Rotaxane synthesis via a dynamic [2]catenane-ring-opening, axle-cleaving double cross metathesis

Abstract

Efficient routes to [2]rotaxanes are often compromised by formation of irrecoverable, non-interlocked byproducts. Herein, we report a thermodynamically steered, atom-economical strategy that couples a Cu(i)-templated, low-strain Sauvage-type [2]catenane with di-stoppered olefin via ring-opening double cross-metathesis (RO-DCM), implementing dynamic covalent chemistry to bias the system toward the most stable interlocked architecture. The transformation proceeds through ring opening of the metalated [2]catenane and its in situ "insertion" into the axle, engaging internal olefins on both partners. Optimization of metathesis parameters (Grubbs II, DCM, 40 degrees C) identified the stoichiometry of the di-stoppered olefin as the key lever; using ten equivalents furnished the metalated [2]rotaxane 6 in up to 88% isolated yield while suppressing mono-stoppered byproducts.
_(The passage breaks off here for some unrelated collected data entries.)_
Issue #12193, opened 2025-08-29
One-click deploy works even if the connectivity is lost


Kroustille:
Refers to https://github.com/FiligranHQ/xtm-hub/issues/882

hervyt:
Done on XTM Hub side :)

PR #12194, opened 2025-08-29
[frontend] feat: prevent one click deploy when connectivity is lost

Kroustille:
### Proposed changes

* refactor way we download a file with new hook and client
* add platform id and token in headers when downloading a file
* prevent user from downloading a document when connectivity is lost
  * display a modal inviting user to reregister when he has capabilities
  * display a modal with cancel only otherwise 

### Related issues

* #12193

### Checklist


marieflorescontact (approved):
locally tested ok 👌

PR #12216, opened 2025-09-01
[backend/frontend] : add connector health metrics and uptime display

maelv-filigran:
### Proposed changes

* Add health metrics tracking for managed connectors including restart count, start time, and reboot loop detection
* Implement GraphQL schema extensions for connector health metrics (new `ConnectorHealthMetrics` type)
* Add Redis storage layer for health metrics with 5-minute TTL
* Display connector uptime in the UI when connector is running
* Add comprehensive integration tests for health metrics functionality

Composer PR:  https://github.com/FiligranHQ/xtm-composer/pull/18

### Related issues
* #7328

### Checklist

### Further comments

This implementation adds health monitoring capabilities for managed connectors, allowing operators to track connector uptime and detect potential issues like reboot loops. The health metrics are stored in Redis with a TTL to ensure data freshness, and the UI displays the uptime in a human-readable format when a connector is running.

The solution includes:
- Backend API for updating and retrieving health metrics
- Frontend display of uptime using moment.js for duration formatting
- Integration tests covering health metrics updates 
- Mock XTM Composer extensions to support health metrics in tests


opencti-platform/opencti-graphql/config/schema/opencti.graphql
```diff
@@ -14794,7 +14812,7 @@ type Mutation {
   updateConnectorRequestedStatus(input: RequestConnectorStatusInput!): ManagedConnector @auth(for: [MODULES_MODMANAGE])
   updateConnectorCurrentStatus(input: CurrentConnectorStatusInput!): ManagedConnector @auth(for: [CONNECTORAPI])
   updateConnectorLogs(input: LogsConnectorStatusInput!): ID! @auth(for: [CONNECTORAPI])
-  updateConnectorTrigger(id: ID!, input: [EditInput]!): Connector @auth(for: [MODULES_MODMANAGE])
+  updateConnectorHealth(input: HealthConnectorStatusInput!): ID! @auth(for: [CONNECTORAPI])  updateConnectorTrigger(id: ID!, input: [EditInput]!): Connector @auth(for: [MODULES_MODMANAGE])
```
SouadHadjiat: looks like there is a missing line break between updateConnectorHealth and updateConnectorTrigger

opencti-platform/opencti-graphql/src/domain/connector.ts
```diff
@@ -350,6 +359,31 @@ export const connectorUpdateLogs = async (_context: AuthContext, _user: AuthUser
...
+// Health metrics input interface
+interface HealthConnectorStatusInput {
+  id: string;
+  restart_count: number;
+  started_at: string;
+  is_in_reboot_loop: boolean;
+}
+
+// Health metrics update function
+export const connectorUpdateHealth = async (_context: AuthContext, _user: AuthUser, input: HealthConnectorStatusInput) => {
```
SouadHadjiat, line 397: the input type should be imported from graphql

opencti-platform/opencti-front/src/private/components/data/connectors/Connector.tsx
```diff
@@ -254,6 +255,51 @@ const ConnectorComponent: FunctionComponent<ConnectorComponentProps> = ({ connec
...
 
+  // Calculate uptime from started_at using moment duration
+  const calculateUptime = (startedAt: string | null | undefined): string => {
+    if (!startedAt) return t_i18n('Not available');
+
+    // Handle potential Unix timestamp in seconds (if it's a number string)
+    let start;
+    if (!Number.isNaN(Number(startedAt)) && Number(startedAt) < 10000000000) {
+      // If it's a Unix timestamp in seconds (less than 10 billion), convert to milliseconds
+      start = moment(Number(startedAt) * 1000);
```
esrevi: I think we should not use moment since this lib is deprecated, it could be replaced with date-fns that is already present in the codebase ^^

opencti-platform/opencti-graphql/src/domain/connector.ts
maelv-filigran: Thanks for spotting this one: remaining code from debug...

opencti-platform/opencti-front/src/private/components/data/connectors/Connector.tsx
maelv-filigran: nice catch!

opencti-platform/opencti-graphql/src/domain/connector.ts
```diff
@@ -350,6 +360,23 @@ export const connectorUpdateLogs = async (_context: AuthContext, _user: AuthUser
...
+    started_at: input.started_at,
+    is_in_reboot_loop: input.is_in_reboot_loop,
+    last_update: new Date().toISOString()
+  };
+  await redisSetConnectorHealthMetrics(input.id, metrics);
+  return input.id;
+};
+
+// Get health metrics function
+export const connectorGetHealth = async (_context: AuthContext, _user: AuthUser, connectorId: string): Promise<ConnectorHealthMetrics | null> => {
```
JeremyCloarec, line 409: This method is currently unused, but should be used in connector resolver to keep the architecture of resolver/domain cleaner

opencti-platform/opencti-graphql/src/resolvers/connector.js
```diff
@@ -90,13 +91,15 @@ const connectorResolvers = {
     connector_queue_details: (cn) => queueDetails(cn.id),
     connector_user: (cn, _, context) => connectorUser(context, context.user, cn.connector_user_id),
     manager_connector_logs: (cn) => redisGetConnectorLogs(cn.id),
+    manager_health_metrics: (cn) => redisGetConnectorHealthMetrics(cn.id),
```
JeremyCloarec: Can you use the connectorGetHealth method from the domain instead?

opencti-platform/opencti-graphql/src/resolvers/connector.js
```diff
@@ -90,13 +91,15 @@ const connectorResolvers = {
...
     manager_contract_hash: (cn, _, context) => computeManagerContractHash(context, context.user, cn),
     manager_contract_definition: (cn, _, context) => computeManagerConnectorContract(context, context.user, cn),
     manager_contract_configuration: (cn, _, context) => computeManagerConnectorConfiguration(context, context.user, cn, true),
     manager_contract_image: (cn) => computeManagerConnectorImage(cn),
   },
   ManagedConnector: {
     manager_connector_logs: (cn) => redisGetConnectorLogs(cn.id),
+    manager_health_metrics: (cn) => redisGetConnectorHealthMetrics(cn.id),
```
JeremyCloarec: Same as above

opencti-platform/opencti-front/src/private/components/data/connectors/Connector.tsx
```diff
@@ -254,6 +255,64 @@ const ConnectorComponent: FunctionComponent<ConnectorComponentProps> = ({ connec
...
+    if (minutes > 0) parts.push(`${minutes} ${t_i18n(minutes === 1 ? 'minute' : 'minutes')}`);
+
+    // If uptime is less than a minute, show seconds
+    if (parts.length === 0) {
+      parts.push(`${seconds} ${t_i18n(seconds === 1 ? 'second' : 'seconds')}`);
+    }
+
+    return parts.join(', ');
+  };
+
```
JeremyCloarec: I think this could be great to move the uptime compute to the backend: you could introduce a new `manager_connector_uptime` in the API and compute the uptime in the resolver of connectors. What do you think? And on the frontend side, you'll just need to keep the formatting to string part of the code

maelv-filigran:
### What's Changed

Added a new `manager_connector_uptime` field to provide connector uptime directly from the backend instead of calculating it on the frontend.

#### Key Changes:
- **Backend**: Added `connectorGetUptime` function to calculate uptime in seconds from the connector's `started_at` timestamp
- **GraphQL Schema**: Added `manager_connector_uptime` field (Float) to both `Connector` and `ManagedConnector` types
- **Resolvers**: Integrated the new uptime calculation in connector resolvers
- **Frontend**: Refactored uptime display to use the pre-calculated backend value instead of client-side date calculations

opencti-platform/opencti-front/src/private/components/data/connectors/Connector.tsx
```diff
@@ -254,6 +254,30 @@ const ConnectorComponent: FunctionComponent<ConnectorComponentProps> = ({ connec
...
```
JeremyCloarec: You can use the `formatSeconds` method in Time.js to fromat from a timestamp to a string. This won't give you the same formating, but I think it'd be better to align the display on all views

opencti-platform/opencti-front/src/private/components/data/connectors/Connector.tsx
```diff
@@ -641,6 +665,16 @@ const ConnectorComponent: FunctionComponent<ConnectorComponentProps> = ({ connec
                   )
               }
               </Grid>
+              {connector.is_managed && connector.manager_current_status === 'started' && connector.manager_connector_uptime !== null && connector.manager_connector_uptime !== undefined && (
```
JeremyCloarec: Was there a reason to check for null & undefined separately instead of just checking `!!connector.manager_connector_uptime` ?

opencti-platform/opencti-graphql/config/schema/opencti.graphql
```diff
@@ -2113,7 +2121,8 @@ type Connector implements BasicObject & InternalObject {
   manager_contract_configuration: [ManagerContractConfiguration!]
   manager_connector_logs: [String!]
   manager_contract_hash: String
-  ## Built in Connector
+  manager_health_metrics: ConnectorHealthMetrics
+  manager_connector_uptime: Float
```
JeremyCloarec: Is it a Float? Can't it be typed as Int?

maelv-filigran: The Math.floor() ensures we're always getting an integer value (number of seconds). Therefore, the GraphQL schema should indeed use Int instead of Float. This field represents uptime in seconds, which is always a whole number. You're right !

opencti-platform/opencti-front/src/private/components/data/connectors/Connector.tsx
maelv-filigran: I'll update this

opencti-platform/opencti-front/src/private/components/data/connectors/Connector.tsx
maelv-filigran: formatSeconds returns a format like "01:23:45" (HH:MM:SS format)
formatUptime returns a human-readable format like "2 days, 3 hours, 15 minutes"

Since connectors are intended to run for several days, I believe the current implementation improves readability. However, these functions could also be added to the utility library Time.js. What do you think?

JeremyCloarec: You're right, I didn't dig into the differences between formatSeconds & formatUptime format, but formatUptime format should be kept for readability.
But as you said, I think it's a good idea to add it in Time.js to make it available elsewhere also 👍

JeremyCloarec (approved):

PR #12222, opened 2025-09-01
[backend/frontend] Add more granularity to "Manage taxonomies" permission (#8102)

### LINKED ISSUE #8102: Add more granularity to "Manage taxonomies" permission
## Use case

By default, we limit the creation of new labels to avoid duplications (command-and-control, c2, c2c, c-and-c, c&c, etc.). However, we have what we call intelligence curators who are expert analysts that work within the organization that may require the creation of certain labels under very concrete circumstances. These labels may be brand-new labels and may need to be created.

imagen

We have added a permission to these high-level profiles giving access to "Manage Taxonomies" permission.

However, we still are not comfortable with them changing or deleting by mistake other aspects which are not expected to change that often, specifically, phases, vocabularies and templates.

imagen

## Current Workaround

No workaround. Simply limiting the management of the Taxonomies to a very limited amount of people and adding a procedure to request new creation. 

## Proposed Solution

Adding a sub-sub-permission to allow or deny the management of the subsections under taxonomies as happens with other permissions which also have "sublevels":

imagen

## Additional Information

None.

No.

richard-julien:
See #8102


SarahBocognano:
Translations of roles are missing in backend
image

SarahBocognano:
I have trouble accessing "case templates", "status template" & "kill chain phases" alone.
Let me explain : 

If I grant only case template capability in taxonomies for exemple I'm redirect in settings and not in the case template page.
Same for status template & kill chain phases altought the path are correct in the code.
But it works perfectly when I select only labels or vocabs capability alone.

I don't know if it's the expected behavior ?

richard-julien:
> I have trouble accessing "case templates", "status template" & "kill chain phases" alone. Let me explain :
> 
> If I grant only case template capability in taxonomies for exemple I'm redirect in settings and not in the case template page. Same for status template & kill chain phases altought the path are correct in the code. But it works perfectly when I select only labels or vocabs capability alone.
> 
> I don't know if it's the expected behavior ?

Thanks for the feedbacks @SarahBocognano .
Not normal. Both of your comment are now fixed
As I rename a bit one capability description, you need to reset completely the testing platform if already migrated.

SarahBocognano (approved):

Issue #11284, opened 2025-06-11
[BUG] Edge Condition Bug - PayloadTooLargeError error for users with a 'very large' representation of the user's profile


ParamConstructor:
## Description

Using a SAML/SSO configuration, the returned representation of the user's profile/group/etc was `too large` and we were receiving:

```
at next (/opt/opencti/build/node_modules/express/lib/router/route.js:145:7)"
       },
       {
           "message": "request entity too large",
           "name": "PayloadTooLargeError",
           "stack": "PayloadTooLargeError: request entity too large
   at readStream (/opt/opencti/build/node_modules/raw-body/index.js:163:17)
``` 

We attempted to use the APP__MAX_PAYLOAD_BODY_SIZE setting, but this didn't seem to correct the issue.

By default the limit for bodyParser is 100kb. We resolved it by adding a `limit: '5mb'` (our edge case resolution) to https://github.com/OpenCTI-Platform/opencti/blob/master/opencti-platform/opencti-graphql/src/http/httpPlatform.js#L417-L418

![Image](https://github.com/user-attachments/assets/e7062be3-7123-42e8-8f46-f2ae4a9a1603)

## Environment

1. OS (where OpenCTI server runs): Linux
2. OpenCTI version:  OpenCTI 6.6.15
3. OpenCTI client: Frontend
4. Other environment details:

## Reproducible Steps

Steps to create the smallest reproducible scenario:
1. Attempt to login with a user, via SAML, that has a `very large` profile returned (greater than 100kb)
2. Receive error - `"stack": "PayloadTooLargeError: request entity too large`

## Expected Output

Login user via SAML

## Actual Output

Failed login - `"stack": "PayloadTooLargeError: request entity too large`

## Additional information

This is more of an "edge condition" - so just mentioning it as a bug, versus submitting a PR with a configurable variable to control this payload size handling. This is for tracking should Filigran determine a path and add a configurable variable, or just implement a 5MB default limit.

PR #12248, opened 2025-09-03
[backend] Set a configurable SSO/SAML payload body size to handle enterprises that have large envelopes of data (#11284)

ParamConstructor:
By default the Express body-parse payload limit is set to '100kb' (https://expressjs.com/en/resources/middleware/body-parser.html). This limit will cause the issue (PayloadTooLargeError) noted in (https://github.com/OpenCTI-Platform/opencti/issues/11284) if your Enterprise has a large amount of data in the SSO/SAML payload body envelope.

This PR seeks to solve this issue in a configurable manner. The default is set to the current value of `'100kb'`, but if you choose to - you can now use the `auth_payload_body_size` setting to increase the payload size to your required need for your Enterprise.

### Proposed changes

* Add configurable 'auth_payload_body_size' setting for the APP.
* Solves (PayloadTooLargeError) for Enterpises with payloads that exceed the `'100kb'` default limit.

### Related issues
* (https://github.com/OpenCTI-Platform/opencti/issues/11284) 

### Checklist

- [X] I added/update the relevant documentation (either on github or on notion)

### Further comments

None

### DIFF
--- a/opencti-platform/opencti-graphql/src/http/httpPlatform.js
+++ b/opencti-platform/opencti-graphql/src/http/httpPlatform.js
@@ -13,7 +13,7 @@ import validator from 'validator';
 import archiverZipEncrypted from 'archiver-zip-encrypted';
 import rateLimit from 'express-rate-limit';
 import contentDisposition from 'content-disposition';
-import { basePath, booleanConf, DEV_MODE, ENABLED_UI, logApp, OPENCTI_SESSION } from '../config/conf';
+import { basePath, booleanConf, DEV_MODE, ENABLED_UI, logApp, OPENCTI_SESSION, AUTH_PAYLOAD_BODY_SIZE } from '../config/conf';
 import passport, { isStrategyActivated, STRATEGY_CERT } from '../config/providers';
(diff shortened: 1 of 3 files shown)


opencti-platform/opencti-graphql/src/http/httpPlatform.js
```diff
@@ -415,7 +415,8 @@ const createApp = async (app) => {
   });
 
   // -- Passport callback
-  const urlencodedParser = bodyParser.urlencoded({ extended: true });
+  // -- Default limit is '100kb' based on https://expressjs.com/en/resources/middleware/body-parser.html
+  const urlencodedParser = bodyParser.urlencoded({ extended: true, limit: AUTH_PAYLOAD_BODY_SIZE });
```
JeremyCloarec: Could you change it to not set the limit parameter if no auth_payload_body_size is configured? By not setting a default value for AUTH_PAYLOAD_BODY_SIZE, and checking if AUTH_PAYLOAD_BODY_SIZE is defined here before setting the limit parameter.
This way, even if the default limit is changed on the side of express, the default value of '100kb' won't have to be updated on our side since the library will handle the default value

ParamConstructor:
@JeremyCloarec - Rebased to master and made requested changes.

JeremyCloarec (approved):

Subsequent demetalation cleanly delivered [2]rotaxane 9. Analytical size-exclusion chromatography across the full component set provided diagnostic retention times, confirming product identity and the absence of catenane contamination. No dethreading of macrocycle 1 from 9 was detected under conventional heating in DCM or DMSO over 12-48 hours, underscoring kinetic persistence of the mechanical bond. Overall, this RO-DCM platform minimizes non-interlocked waste streams while providing a concise, high-yield entry to [2]rotaxanes from metathesis-addressable, copper-templated interlocks. Beyond the single-molecule level, the approach establishes a general ring-chain equilibration blueprint that should translate to sequence-defined, mechanically interlocked oligomers and polymers.